> [RECORDS SHOWN]:
━━━━━━━━━━━━━━━━━━━━
Issue #1925, opened 2019-06-04
Docker image cozy/cozy-app-dev 1.2.8 does not work well when behind a corporate proxy


klehelley:
I have been following the [How to create your first Cozy application](https://docs.cozy.io/en/tutorials/app/) tutorial but when running `yarn start`, instead of the Docker container starting successfully, it fails with the following messages:

    Cozy stack (docker): checking that :8080 is free... Cozy stack (docker): 
    Cozy stack (docker): error: cozy-stack is already running on :8080
    Cozy stack (docker): kill: usage: kill [-s sigspec | -n signum | -sigspec] pid | jobspec ... or kill -l [sigspec]

I have tracked down the cause of the issue and when starting the services, the `cozy-app-dev.sh` script runs command `curl -s --max-time 1 -XGET ":8080"`. ~It looks like `curl` in this case uses the network interface IP address instead of defaulting to `localhost` or `127.0.0.1`. That IP address seems to be dynamic.~ *Edit : in fact as the FQDN/IP part of the URL is missing, it cannot match anything in `no_proxy`, and thus systematically tries to use the proxy when one is defined.*

Now I have configured Docker to use my company's proxy in `~/.docker/config.json`, with `localhost` and `127.0.0.1` being configured to not use the proxy. But because of the way it is called, `curl` sends a request to the proxy, which does respond. As this is not what `cozy-app-dev.sh` is expecting, the script ends.

It would seem that changing line 79 in that file as follows would do the trick:

    - check_not_running ":${COZY_STACK_PORT}" "cozy-stack"
    + check_not_running "localhost:${COZY_STACK_PORT}" "cozy-stack"

I have taken the time to test that change locally by cloning this repository and applying the change, and while it does fix that particular issue, it fails later (visibly the call to `cozy-stack instances add ...` line 168 of `cozy-app-dev.sh`).

    Cozy stack (docker): checking that localhost:8080 is free... Cozy stack (docker): ok
    waiting for couchdb...Cozy stack (docker): ok
    checking couchdb on http://localhost:5984/... Cozy stack (docker): ok
    Cozy stack (docker): starting cozy-stack with /data/cozy-storage...
    Cozy stack (docker): 
    creating instance cozy.tools:8080 using passphrase "cozy"... Cozy stack (docker):                            !! DEVELOPMENT RELEASE !!
    You are running a development release which may deactivate some very important
    security features. Please do not use this binary as your production server.
    
    Cozy stack (docker): error: 
[...]

PR #1926, opened 2019-06-05
Fix cozy-app-dev container start-up behind proxy (#1925)

klehelley:
When behind a corporate proxy, the start-up script inside the Docker
container used curl to query ":8080", which cannot match any `no_proxy`
item, and thus systematically goes through the corporate proxy when one
is configured, resulting in a start-up failure. This commit fixes this
query so that it succeeds in that kind of environment as long as
"localhost" is defined in `no_proxy`.


nono:
Thanks!

PR #1927, opened 2019-06-05
Document cozy-app-dev container usage behind proxy (#1925)

klehelley:
A specific Docker configuration is required for the containers to work
correctly behind a corporate proxy.

This addition to the documentation is valid as long as a Docker image containing the change applied by pull request #1926 is available (otherwise container start-up will fail even with a correct proxy configuration).


nono:
Thansk!

PR #1929, opened 2019-06-06
Allow clients to update the metadata on file uploads

nono:
When a client uploads a file, it can use the MetadataID query parameter to give the key for a metadata object that was created just before. It works for new files, but also when uploading a new version of an existing file.


nono:
[(M) [io.cozy.files] Pouvoir modifier les méta-données d'un fichier](https://trello.com/c/WwknilkH/956-pouvoir-modifier-les-m%C3%A9ta-donn%C3%A9es-dun-fichier)

PR #1931, opened 2019-06-12
Add cozyMetadata to io.cozy.files

nono:
The goal of this pull request is to add cozyMetadata to the io.cozy.files doctype. It is a doctype managed by the stack, with custom routes. The clients have few things to do: only the konnectors can be interested by the `sourceAccount` and `sourceAccountIdentifier` that can't be automatically filled by the stack.

The `cozyMetadata` for the io.cozy.files have more fields than the standard: it has some fields like `createdOn` to know the instance on which the file was created, as it can be useful for files shared between several cozy instances, and has some fields related to the last upload (like `uploadedAt`). See https://github.com/cozy/cozy-doctypes/blob/master/docs/io.cozy.files.md#cozymetadata for more details.

### DIFF
--- a/docs/files.md
+++ b/docs/files.md
@@ -281,7 +281,19 @@ A file is a binary content with some metadata.
 
 ### POST /files/:dir-id
 
-Upload a file
+Upload a file in the directory identified by `:dir-id`.
+
+The `created_at` field will be the first valid value in this list:
+
+- the datetime extracted from the EXIF for a photo
+- the `CreatedAt` parameter from the query-string
+- the `Date` HTTP header
+- the current time from the server.
+
+The `updated_at` field will be the first value in this list:
+
+- the `Date` HTTP header
+- the current time from the server.
 
 #### Query-String
 
@@ -754,7 +766,7 @@ Location: https://cozy.example.com/files/9152d568-7e7c-11e6-a377-37cbfb190b4b
             "size": 12,
             "executable": false,
             "class": "document",
-            "mime": "text/plain"
+            "mime": "text/plain",
             "cozyMetadata": {
                 "doctypeVersion": "1",
                 "metadataVersion": 1,
--- a/docs/files.md
+++ b/docs/files.md
@@ -257,6 +257,8 @@ Upload a file
 | Metadata                | a JSON with metadata on this file (_deprecated_)               |
 | MetadataID              | the identifier of a metadata object                            |
 | CreatedAt               | the creation date of the file                                  |
+| SourceAccount           | the id of the source account used by a konnector               |
+| SourceAccountIdentifier | the unique identifier of the account targeted by the connector |
 
 #### HTTP headers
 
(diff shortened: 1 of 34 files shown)


nono:
[(𝐋) 🔵 🍊 Rajouter cozyMetadata aux io.cozy.files](https://trello.com/c/zaguxJ6U/1525-%F0%9D%90%8B-%F0%9F%94%B5-%F0%9F%8D%8A-rajouter-cozymetadata-aux-iocozyfiles)

model/vfs/couchdb_indexer.go
```diff
@@ -76,28 +76,40 @@ func (c *couchdbIndexer) DiskUsage() (int64, error) {
...
-func (c *couchdbIndexer) CreateFileDoc(doc *FileDoc) error {
+func (c *couchdbIndexer) prepareFileDoc(doc *FileDoc) error {
 	// Ensure that fullpath is filled because it's used in realtime/@events
 	if _, err := doc.Path(c); err != nil {
 		return err
 	}
+	// If a valid datetime is extracted from the EXIF metadata, use it as the
+	// created_at of the file. By valid, we mean that we filter out photos
+	// taken on camera were the clock was never configured (e.g. 1970-01-01).
+	if date, ok := doc.Metadata["datetime"].(time.Time); ok && date.Year() > 1990 {
```
Crash--: 👍

web/files/files_test.go
```diff
@@ -533,6 +541,22 @@ func TestUploadWithMetadata(t *testing.T) {
...
+	assert.NoError(t, err)
+	res, obj := doUploadOrMod(t, req, "text/plain", "rL0Y20zC+Fzt72VPzMSk2A==")
+	assert.Equal(t, 201, res.StatusCode)
+	data := obj["data"].(map[string]interface{})
+	attrs := data["attributes"].(map[string]interface{})
+	fcm := attrs["cozyMetadata"].(map[string]interface{})
+	assert.Equal(t, account, fcm["sourceAccount"])
+	assert.Equal(t, identifier, fcm["sourceAccountIdentifier"])
+}
+
```
Crash--: Is it possible to add a test when we create a file but the client already provided a few cozyMetaData ? 

Because we already provide a few cozyMetaData here (https://github.com/cozy/cozy-client/blob/046810a2143d5460d63b710ec543859b9d300056/packages/cozy-client/src/CozyClient.js#L304) and I don't know if we need to keep the createdAt attribute for a file for instance?

docs/files.md
```diff
@@ -679,6 +755,19 @@ Location: http://cozy.example.com/files/9152d568-7e7c-11e6-a377-37cbfb190b4b
             "executable": false,
             "class": "document",
             "mime": "text/plain"
```
maximemenager:
```suggestion
             "mime": "text/plain",
```

web/files/files_test.go
nono: The client cannot provide a few cozyMetadata when creating a file. There are only `sourceAccount` and `sourceAccountIdentifier` that can be given. The other fields are controlled by the stack.

For example, `cozyMetadata.createdAt` means the date/time of creation of the file on the server.

Crash--: OK thanks for the clarification !

PR #1935, opened 2019-06-17
Fork go-redis to have a stable API

nono:
Currently, github.com/go-redis/redis is in the work of a new version (v7), and it introduces some breaking changes. There are no known stable version, so let's fork it to have a stable API, at least until we have go modules or the new version is stable.


nono:
[Corriger le problème de déploiement de la stack suite aux modifications de go-redis](https://trello.com/c/u5sckttf/1557-corriger-le-probl%C3%A8me-de-d%C3%A9ploiement-de-la-stack-suite-aux-modifications-de-go-redis)

PR #1936, opened 2019-06-17
Move dynamic assets to Swift

maximemenager:


pkg/statik/fs/fs.go
```diff
@@ -243,14 +220,23 @@ func registerCustomExternal(cache Cache, opt AssetOption) error {
...
+	asset := newAsset(opt, zippedDataBuf.Bytes(), unzippedData)
+
+	objectName := path.Join(asset.Context, asset.Name)
+	swiftConn := config.GetSwiftConnection()
+
+	f, err := swiftConn.ObjectCreate(DynamicAssetsContainerName, objectName, true, "", "", nil)
+	if err != nil {
+		return err
+	}
+	defer f.Close()
```
nono: We need to check if `f.Close()` has been successful or if an error has been returned.

pkg/config/dynamic/assets.go
```diff
@@ -1,95 +1,51 @@
...
-
-// ID implements the couchdb.Doc interface
-func (a *AssetsList) ID() string { return assetsListID }
-
-// Rev implements the couchdb.Doc interface
-func (a *AssetsList) Rev() string { return a.AssetsRev }
+	objs := map[string][]*fs.Asset{}
 
-// DocType implements the couchdb.Doc interface
-func (a *AssetsList) DocType() string { return consts.Configs }
```
nono: I think we should also clean `pkg/config` and remove `Configs` from there

pkg/assets/dynamic/dynamic.go
```diff
@@ -0,0 +1,200 @@
...
+}
+
+// RemoveAsset removes a dynamic asset from Swift
+func RemoveAsset(context, name string) error {
+	return assetFS.Remove(context, name)
+}
+
+// RegisterCustomExternals ensures that the assets are in the Swift, and load
+// them from their source if they are not yet available.
+func RegisterCustomExternals(opts []model.AssetOption, maxTryCount int) error {
```
nono: I think `RegisterCustomExternals` is always called with a single `AssetOption` in `opts`, and could be simplified to accept a `model.AssetOption` instead of a slice of them.

maximemenager: The CLI indeed restricts the dynamic asset insertion to one by one, but the API endpoint gives the option to insert more than one asset in a single request.
We can keep the slice for the API, or change the logic to restrict to a single insertion on the endpoint.

PR #1938, opened 2019-06-18
Add a zip worker to create zip archives

nono:
Th new zip worker can create a zip archive from files in the VFS, and put the archive in the VFS too.


nono:
[(𝐒) Avoir un worker pour créer des archives zip](https://trello.com/c/hYyJACQP/1558-%F0%9D%90%92-avoir-un-worker-pour-cr%C3%A9er-des-archives-zip)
━━━━━━━━━━━━━━━━━━━━
> [PROBLEM DETAILS]: Nothing but the lines from the start of the data above through the line with "Cozy stack (docker): kill: usage: kill" should appear in your answer, copied exactly.

> [RESPONSE FOR THIS EXERCISE]:
Issue #1925, opened 2019-06-04
Docker image cozy/cozy-app-dev 1.2.8 does not work well when behind a corporate proxy


klehelley:
I have been following the [How to create your first Cozy application](https://docs.cozy.io/en/tutorials/app/) tutorial but when running `yarn start`, instead of the Docker container starting successfully, it fails with the following messages:

    Cozy stack (docker): checking that :8080 is free... Cozy stack (docker): 
    Cozy stack (docker): error: cozy-stack is already running on :8080
    Cozy stack (docker): kill: usage: kill [-s sigspec | -n signum | -sigspec] pid | jobspec ... or kill -l [sigspec]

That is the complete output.